> _Work to complete_: Give back each entry verbatim.

------ Task data

PR #518, opened 2026-03-04
ICM-55686 Implementation

gorbit99:
This PR adds a firmware implementation for the ICM-55686 sensor. It heavily mirrors the ICM-45 implementation with some small differences, like the register addresses (and sometimes values) and the endianness of the FIFO being different.


kounocom:
@gorbit99 enable AAF and interpolator and I'll approve

Eirenliel (approved):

------------

> _Answer to the problem_:
PR #518, opened 2026-03-04
ICM-55686 Implementation

gorbit99:
This PR adds a firmware implementation for the ICM-55686 sensor. It heavily mirrors the ICM-45 implementation with some small differences, like the register addresses (and sometimes values) and the endianness of the FIFO being different.


kounocom:
@gorbit99 enable AAF and interpolator and I'll approve

Eirenliel (approved):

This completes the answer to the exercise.